> Records for this task
***

PR #1371, opened 2019-07-22
flex_trits_insert: check for aligned trits to use memcpy

semenov-vladyslav:
Added a special case in `flex_trits_insert` and `flex_trits_insert_from_pos` such that `memcpy` is used when source and destination flex trits are aligned.

# Test Plan:
Added tests (`test_flex_trits_insert`) which cover boundary conditions.
Also, need to run benchmarks and profiling.

### DIFF
--- a/common/trinary/flex_trit.c
+++ b/common/trinary/flex_trit.c
@@ -98,8 +98,17 @@ size_t flex_trits_insert(flex_trit_t *const to_flex_trits, size_t const to_len, 
 #if defined(FLEX_TRIT_ENCODING_1_TRIT_PER_BYTE)
   memcpy(to_flex_trits + start, flex_trits, num_trits);
 #else
-  for (size_t i = 0; i < num_trits; i++) {
-    flex_trits_set_at(to_flex_trits, to_len, start + i, flex_trits_at(flex_trits, len, i));
+  if (0 == (start % NUM_TRITS_PER_FLEX_TRIT)) {
+    // Copy flex trits as bytes
+    memcpy(to_flex_trits + start / NUM_TRITS_PER_FLEX_TRIT, flex_trits, num_trits / NUM_TRITS_PER_FLEX_TRIT);
+    // Handle tail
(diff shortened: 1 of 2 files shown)


common/trinary/flex_trit.c
```diff
@@ -98,8 +98,17 @@ size_t flex_trits_insert(flex_trit_t *const to_flex_trits, size_t const to_len,
 #if defined(FLEX_TRIT_ENCODING_1_TRIT_PER_BYTE)
   memcpy(to_flex_trits + start, flex_trits, num_trits);
 #else
-  for (size_t i = 0; i < num_trits; i++) {
-    flex_trits_set_at(to_flex_trits, to_len, start + i, flex_trits_at(flex_trits, len, i));
+  if (0 == (start % NUM_TRITS_PER_FLEX_TRIT)) {
```
tsvisabo, line 101: Can we not always "handle head" so we get "new" start index and always memcpy from there?

tsvisabo (changes requested):

common/trinary/flex_trit.c
tsvisabo: actually no :(

tsvisabo (approved):

thibault-martinez:
Before we merge I'd be interested in a benchmark, even very basic just
timing the test you wrote with and without your change.

Le mar. 23 juil. 2019 à 08:48, Tsvi Sabo <notifications@github.com> a
écrit :

semenov-vladyslav:
`flex_trits_insert` is the bottleneck in `transaction_serialize`. All the chunks of a transaction are of fixed size and are multiple of 3, which make it perfect for TE3: all the buffers are aligned and `memcpy` is used. It's easy to confirm: 
- 1M serializations of a transaction *without* optimization takes approx 90 seconds, 
- *with* optimization -- a bit more than 1 second.

thibault-martinez (approved):

PR #1379, opened 2019-07-24
flex_trits_slice: use memcpy for aligned buffers

semenov-vladyslav:
Use `memcpy` in `flex_trits_slice` when buffers are aligned, i.e. `start` is on the boundary of `flex_trit_t`.

# Test Plan:
The changes in the code are similar for TE3, TE4, and TE5; the difference is in handling tails.
`test_flex_trits_slice` in tests seem to cover edge cases and succeed for `trit_encoding` equal 3, 4, and 5.
Simple benchmark works as expected: 10M transaction deserializations work in 7 seconds.

### DIFF
--- a/common/trinary/flex_trit.c
+++ b/common/trinary/flex_trit.c
@@ -25,65 +25,101 @@ size_t flex_trits_slice(flex_trit_t *const to_flex_trits, size_t const to_len, f
   // num_bytes == num_trits in a 1:1 scheme
   memcpy(to_flex_trits, flex_trits + start, num_bytes);
 #elif defined(FLEX_TRIT_ENCODING_3_TRITS_PER_BYTE)
-  trit_t trits[6] = {0};
-  size_t index = start / 3U;
-  size_t offset = start % 3U;
-  size_t i, j;
-  size_t end_index = NUM_FLEX_TRITS_FOR_TRITS(len) - 1;
-  for (i = index, j = 0; j < num_bytes; i++, j++) {
-    trytes_to_trits(&flex_trits[i], trits, 1);
-    if (offset && i < end_index) {
-      trytes_to_trits(&flex_trits[i + 1], trits + 3, 1);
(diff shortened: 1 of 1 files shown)


common/trinary/flex_trit.c
```diff
@@ -25,65 +25,101 @@ size_t flex_trits_slice(flex_trit_t *const to_flex_trits, size_t const to_len, f
...
-    buffer = buffer >> tshift;
-    if (rshift && i < end_index) {
-      buffer |= (flex_trits[i + 1] << rshift);
+  if (0 == (start % NUM_TRITS_PER_FLEX_TRIT)) {
+    // Copy flex trits as bytes
+    memcpy(to_flex_trits, flex_trits + start / NUM_TRITS_PER_FLEX_TRIT, num_trits / NUM_TRITS_PER_FLEX_TRIT);
+    // Handle tail
+    if (0 != num_trits % NUM_TRITS_PER_FLEX_TRIT) {
+      uint8_t buffer = 0;
+      uint8_t shift = (4 - num_trits % NUM_TRITS_PER_FLEX_TRIT) << 1U;
```
tsvisabo: this code is identical to that of residual calculation (line 88)
can you create a static function that handle that?

tsvisabo (changes requested):

common/trinary/flex_trit.c
semenov-vladyslav: I don't know a nice way to do that. Something like:
```
flex_trit_t flex_trits_te4_zero_high_trits(flex_trit_t f, size_t n) {
  // n <= 4
  size_t shift = (4 - n) << 1U;
  f <<= shift;
  f >>= shift;
  return f;
}
```

semenov-vladyslav: Actually, I had an idea to refactor/rewrite a bit that code. Maybe try to make it more readable.

tsvisabo (dismissed):

tsvisabo (approved):

Issue #371, opened 2026-08-26
linkedin-search: fractional --jobage silently disables freshness filtering (parseInt truncation, exit 0, f_TPR omitted)


Meet6338-X:
## Description

`linkedin-search` CLI numeric flags use bare `parseInt` with no integer validation (`cli/src/cli.ts:128-135`). A fractional value is silently truncated — and when truncation lands on `0`, the freshness filter is dropped entirely:

```ts
// helpers.ts:248
if (!days || days <= 0 || days > LOOKBACK_MAX_DAYS) return null;
// search.ts:28
// daysBack === null → f_TPR param omitted entirely
```

So `--jobage 0.5` ("last half day") sends **no freshness filter at all**, exits 0, and the user receives jobs of *any* age — precisely the "discarded filter changes what the search returns" failure class `cli.ts:86-90` claims to prevent.

Notably, this exact guard was already added to the Danish portal CLIs (`z.coerce.number().int().min(1)`); linkedin-search — the reference implementation — predates it.

## Steps to Reproduce

Real path: the shipped `cli.ts` → `commands/search.ts` → `helpers.ts`, with only network I/O stubbed to capture the outbound URL:

```
$ node --experimental-strip-types repro_cli.ts search -l "Berlin, Germany" -q "data engineer" --jobage 0.5

exit_code=<success>
f_TPR_sent=(ABSENT - no freshness filter sent)
outbound_url=https://www.linkedin.com/jobs-guest/jobs/api/seeMoreJobPostings/search?keywords=data+engineer&location=Berlin%2C+Germany&start=0
```

Controls (same harness):
- `--jobage 1`   → `f_TPR=r86400` ✔
- `--jobage 2.5` → `f_TPR=r172800` (silently floored to 2 days)
- `--page 1.5`   → `start=0` (same truncation class)

## Expected Behavior

Fractional or non-integer numeric flags should be rejected with the stderr-JSON error + exit 1 contract (matching the Danish CLIs' `z.coerce.number().int().min(1)`), not silently coerced into a different query.

## Actual Behavior

Silent truncation; `--jobage` in (0,1) disables freshness filtering entirely while reporting success.

## Impact

Users asking for fresh-only results silently receive stale postings of any age — for a job-search tool where recency is the point of the flag. No error, exit 0, filter absent from the outbound request.

## Suggested Direction

[...]

PR #374, opened 2026-08-26
fix(freehire-search): reject fractional numeric flags instead of silently truncating

### LINKED ISSUE #373: freehire-search: fractional --jobage silently disables freshness filtering (parseInt truncation, exit 0, posted_within_days omitted)
## Description

The same class #371 pinned in `linkedin-search`, alive in the other non-Danish CLI: `freehire-search`'s numeric flags go through a hand-rolled `parseIntFlag` that rejects only `NaN` (`cli/src/cli.ts:114-121`), so fractional values are silently truncated — and when truncation lands on `0`, the freshness filter is dropped from the outbound request entirely:

```ts
// cli.ts:180-183 — validation loop writes the truncated value back
flags[name] = String(v)            // "--jobage 0.5" → "0"
// cli.ts:202
jobage: flags.jobage ? parseInt(flags.jobage as string, 10) : 9999,
// commands/search.ts:50 — 0 fails the > 0 guard, param omitted
if (opts.jobage > 0 && opts.jobage < 9999) p.set("posted_within_days", String(opts.jobage))
```

So `--jobage 0.5` ("last half day") sends **no `posted_within_days` at all**, exits 0, and the user receives jobs of any age — the exact failure the CLI's own `UNKNOWN_FLAG` message says the design exists to prevent: *"flags are never silently ignored, because a discarded filter changes what the search returns."*

## Steps to Reproduce

Harness running the shipped `cli.ts` → `commands/search.ts` → `helpers.ts` unmodified, with only `fetch` stubbed to capture the outbound URL (drop the file next to `package.json` in `freehire-search/cli/` and run with bun):

```ts
const calls: string[] = []
globalThis.fetch = (async (url: unknown) => {
  calls.push(String(url))
  return new Response(JSON.stringify({ data: [], meta: { total: 0 } }), {
    status: 200, headers: { "content-type": "application/json" },
  })
}) as typeof fetch
const realExit = process.exit.bind(process)
process.exit = ((code?: number) => {
  const url = calls[0] ? new URL(calls[0]) : null
  console.error(`exit_code=${code ?? 0}`)
  console.error(`posted_within_days=${url?.searchParams.get("posted_within_days") ?? "(ABSENT - no freshness filter sent)"}`)
  console.error(`outbound_url=${calls[0] ?? "(no request made)"}`)
  realExit(code)
}) as typeof process.exit
process.argv = [process.argv[0], "src/cli.ts", ...process.argv.slice(2)]
await import("./src/cli.ts")
```

```
$ bun repro_flag_truncation.ts search -q "data engineer" --jobage 0.5
exit_code=0
posted_within_days=(ABSENT - no freshness filter sent)
outbound_url=https://freehire.me/api/v1/agent/jobs/search?q=data+engineer&limit=25&offset=0&semantic_ratio=0&include_description=true&description_format=markdown
```

Controls (same harness):

- `--jobage 1`   → `posted_within_days=1` ✔
- `--jobage 2.5` → `posted_within_days=2` (silently floored)
- `--page 1.5`   → `offset=0` (truncated to page 1, exit 0)
- `--jobage abc` → proper `BAD_ARG`, exit 1 (only the NaN case is guarded)

## Expected Behavior

Fractional or non-integer numeric flags rejected with the stderr-JSON error + exit 1 contract, matching the Danish CLIs' `z.coerce.number().int().min(1)` guard.

## Actual Behavior

## Impact

Same as #371: a user asking for fresh-only results silently receives stale postings — no error, exit 0, filter absent from the outbound request. `freehire-search` is a default-ON portal for `/scrape`, so the silent drop propagates into scheduled runs.

## Suggested Direction

Mirror the direction given in #371: reject non-integers in `parseIntFlag` with the standard stderr-JSON `BAD_ARG` error, with tests that fail on master. The existing `tests/cli-flag-validation.test.ts` covers only the non-numeric rejection and valid integers — no fractional cases — so the new pins slot in beside them. Happy to send the PR if useful.

## Additional Context

Swept every portal CLI on master for the class before filing: flag-level bare `parseInt` exists only in `linkedin-search` (covered by #371) and `freehire-search` (this issue). The remaining `parseInt` hits (jobbank scraped-total, jobindex/freehire HTML-entity decoding) are not user flags. The Danish CLIs reject cleanly — verified live: `jobnet-search search -q "data" --page 1.5` exits 1 with `"Invalid option 'page': Expected integer, received float"`.

ayobamiseun:
Fixes #373 — the `freehire-search` sibling of #371, filed with a stubbed-network repro yesterday.

## What changed and why

`parseIntFlag` (`cli/src/cli.ts`) used bare `parseInt`, which truncates instead of rejecting: `--jobage 0.5` became `0`, failed the `jobage > 0` guard in `commands/search.ts`, and the `posted_within_days` freshness filter was silently omitted from the outbound request while the CLI exited 0 — on a default-ON `/scrape` portal, the exact discarded-filter failure the CLI's own `UNKNOWN_FLAG` message documents. `--jobage 2.5` silently floored to 2 days and `--page 1.5` to page 1 in the same way.

The guard now uses `Number()` + `Number.isInteger()` with a minimum of 1 — the same contract as the Danish CLIs' `z.coerce.number().int().min(1)` — and rejects everything else with the standard stderr-JSON `BAD_ARG` error. `0` is rejected rather than kept as an undocumented "no filter" alias, matching `min(1)`. Bare `--jobage` (boolean `true`) still rejects as before. Scope is the numeric-flag guard only, per the direction given in #371; no output-shape or contract-field changes, so the cross-portal `/scrape` contract pin is untouched.

## Failing case / reproduction

The repro harness in #373 runs the shipped `cli.ts` → `commands/search.ts` → `helpers.ts` path with only `fetch` stubbed. On master: `--jobage 0.5` → exit 0, `posted_within_days` absent. On this branch: exit 1, `{"error":"--jobage must be a whole number of at least 1, got \"0.5\"","code":"BAD_ARG"}`, no request made. Control `--jobage 1` still sends `posted_within_days=1`.

Five new cases in `tests/cli-flag-validation.test.ts` pin it (fractional `--jobage`/`--page`/`--limit`, the truncate-to-zero `--jobage 0.5` case, and `--jobage 0`). Written before the fix and run against master: exactly those 5 fail, 11 pass. After the fix: 16/16.

## Verification

- `bun test` in `freehire-search/cli`: 44 pass / 0 fail; `bun run typecheck` clean.
- `python3 tools/lint_skills.py`, `python3 tools/check_framework_version.py`, `python3 tools/security_guards.py`, `python3 -m unittest discover -s tests` (318 tests): all OK.
- CHANGELOG entry added under `[Unreleased]` → `### Fixed`.

### DIFF
--- a/.agents/skills/freehire-search/cli/src/cli.ts
+++ b/.agents/skills/freehire-search/cli/src/cli.ts
@@ -112,9 +112,16 @@ best-effort, no SLA. Override with FREEHIRE_API_URL to use a self-hosted backend
 `
 
 function parseIntFlag(name: string, raw: string | boolean | string[]): number | null {
-  const val = parseInt(raw as string, 10)
-  if (isNaN(val)) {
-    process.stderr.write(JSON.stringify({ error: `--${name} must be a number, got "${raw}"`, code: "BAD_ARG" }) + "\n")
+  // Number(), not parseInt(): parseInt truncates, so "--jobage 0.5" became 0,
+  // which fails search.ts's `jobage > 0` guard and silently drops
+  // posted_within_days from the outbound request while exiting 0 (#373).
+  // Whole numbers >= 1 only — the Danish CLIs' z.coerce.number().int().min(1)
+  // contract; 0 is rejected rather than kept as a "no filter" alias.
+  const val = typeof raw === "string" ? Number(raw.trim()) : NaN
+  if (!Number.isInteger(val) || val < 1) {
+    process.stderr.write(
+      JSON.stringify({ error: `--${name} must be a whole number of at least 1, got "${raw}"`, code: "BAD_ARG" }) + "\n",
+    )
     return null
   }
   return val
--- a/.agents/skills/freehire-search/cli/tests/cli-flag-validation.test.ts
+++ b/.agents/skills/freehire-search/cli/tests/cli-flag-validation.test.ts
@@ -25,6 +25,32 @@ describe("freehire CLI flag validation", () => {
       });
     }
 
+    // Fractional values must be rejected, not truncated: parseInt("0.5") is 0,
+    // and jobage 0 fails search.ts's `> 0` guard, so posted_within_days is
+    // silently omitted from the outbound request while the CLI exits 0 —
+    // the discarded-filter failure the UNKNOWN_FLAG guard exists to prevent (#373).
+    for (const name of ["jobage", "page", "limit"]) {
+      test(`--${name} fractional exits 1 with BAD_ARG instead of truncating`, async () => {
+        const result = await runCLI(["search", `--${name}`, "1.5"]);
+        expect(result.exitCode).not.toBe(0);
+        const err = parsedStderr(result.stderr);
+        expect(err.code).toBe("BAD_ARG");
+        expect(err.error).toMatch(new RegExp(name));
+      });
+    }
+
+    test("--jobage 0.5 (truncates to 0 on master, dropping the freshness filter) exits 1 with BAD_ARG", async () => {
+      const result = await runCLI(["search", "--jobage", "0.5"]);
+      expect(result.exitCode).not.toBe(0);
+      expect(parsedStderr(result.stderr).code).toBe("BAD_ARG");
+    });
+
+    test("--jobage 0 exits 1 with BAD_ARG (0 silently disables the filter, like the Danish CLIs' min(1))", async () => {
+      const result = await runCLI(["search", "--jobage", "0"]);
+      expect(result.exitCode).not.toBe(0);
+      expect(parsedStderr(result.stderr).code).toBe("BAD_ARG");
+    });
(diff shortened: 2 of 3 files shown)


MadsLorentzen:
Merged - thank you. Verified before merge: your five new cases fail on master's `parseIntFlag` exactly as claimed and pass on the branch; typecheck and the full CLI suite are green (44/44), the repo guards and 318-test Python suite pass, and all 18 CI checks are green. The `Number()` + `Number.isInteger()` + `min(1)` shape is also strictly stronger than a truncation blacklist - it rejects trailing-garbage input like `"12abc"` that bare `parseInt` silently accepted as 12. And thanks for explicitly scoping `linkedin-search` out; #371 stays with its reporter per CONTRIBUTING's reservation norm, exactly right.

PR #376, opened 2026-08-27
fix(tests): skip placeholder-integrity pristine checks on forks

### LINKED ISSUE #375: tests/test_placeholder_integrity.py fails unconditionally on personalized forks (no fork-skip guard)
## What happened

The `placeholder-integrity` CI job correctly skips on forks via `if: github.repository == 'MadsLorentzen/ai-job-search'`, so it doesn't run once a fork personalizes its files via `/setup`.

However, `tests/test_placeholder_integrity.py` — the unittest file that pins the CI job's own correctness — has no equivalent guard. It's picked up unconditionally by the general `python-tests` job (`python -m unittest discover -s tests -t . -v`), which has no fork condition at all.

## Result

Any fork that actually runs `/setup` (i.e. every real user following the intended workflow) will permanently fail these three tests, since the sentinels are correctly replaced with real personalized data:

- `TestCvSentinelsAreDataLocated.test_pristine_cv_carries_both_sentinels`
- `TestCvSentinelsAreDataLocated.test_setup_edit_destroys_the_sentinels`
- `TestProfileSentinelIsDataLocated.test_pristine_profile_carries_the_sentinel`

## Impact

Cosmetic-only in most setups (no branch protection tied to it by default), but every personalized fork shows a permanently red "Python tool tests" check after running `/setup` — which undercuts the CI job's own inline comment ("Fork-friendly by design") and could read as a real problem to a new user relying on green CI for reassurance.

## Suggested fix

Give `tests/test_placeholder_integrity.py` the same fork-detection the CI job already uses (e.g. `unittest.skipUnless` gated on a check equivalent to `github.repository == 'MadsLorentzen/ai-job-search'`, such as reading `origin`'s remote URL or an env var), or split these specific assertions into their own job carrying the same `if:` guard instead of living inside the general `python-tests` matrix.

***

> Required work
Copy word for word the stretch of entries above from the line that has "(diff shortened: 1 of 1 files shown)" through the line that has "claims to prevent.", both ends included, and nothing outside it.

> The completed task
(diff shortened: 1 of 1 files shown)


common/trinary/flex_trit.c
```diff
@@ -25,65 +25,101 @@ size_t flex_trits_slice(flex_trit_t *const to_flex_trits, size_t const to_len, f
...
-    buffer = buffer >> tshift;
-    if (rshift && i < end_index) {
-      buffer |= (flex_trits[i + 1] << rshift);
+  if (0 == (start % NUM_TRITS_PER_FLEX_TRIT)) {
+    // Copy flex trits as bytes
+    memcpy(to_flex_trits, flex_trits + start / NUM_TRITS_PER_FLEX_TRIT, num_trits / NUM_TRITS_PER_FLEX_TRIT);
+    // Handle tail
+    if (0 != num_trits % NUM_TRITS_PER_FLEX_TRIT) {
+      uint8_t buffer = 0;
+      uint8_t shift = (4 - num_trits % NUM_TRITS_PER_FLEX_TRIT) << 1U;
```
tsvisabo: this code is identical to that of residual calculation (line 88)
can you create a static function that handle that?

tsvisabo (changes requested):

common/trinary/flex_trit.c
semenov-vladyslav: I don't know a nice way to do that. Something like:
```
flex_trit_t flex_trits_te4_zero_high_trits(flex_trit_t f, size_t n) {
  // n <= 4
  size_t shift = (4 - n) << 1U;
  f <<= shift;
  f >>= shift;
  return f;
}
```

semenov-vladyslav: Actually, I had an idea to refactor/rewrite a bit that code. Maybe try to make it more readable.

tsvisabo (dismissed):

tsvisabo (approved):

Issue #371, opened 2026-08-26
linkedin-search: fractional --jobage silently disables freshness filtering (parseInt truncation, exit 0, f_TPR omitted)


Meet6338-X:
## Description

`linkedin-search` CLI numeric flags use bare `parseInt` with no integer validation (`cli/src/cli.ts:128-135`). A fractional value is silently truncated — and when truncation lands on `0`, the freshness filter is dropped entirely:

```ts
// helpers.ts:248
if (!days || days <= 0 || days > LOOKBACK_MAX_DAYS) return null;
// search.ts:28
// daysBack === null → f_TPR param omitted entirely
```

So `--jobage 0.5` ("last half day") sends **no freshness filter at all**, exits 0, and the user receives jobs of *any* age — precisely the "discarded filter changes what the search returns" failure class `cli.ts:86-90` claims to prevent.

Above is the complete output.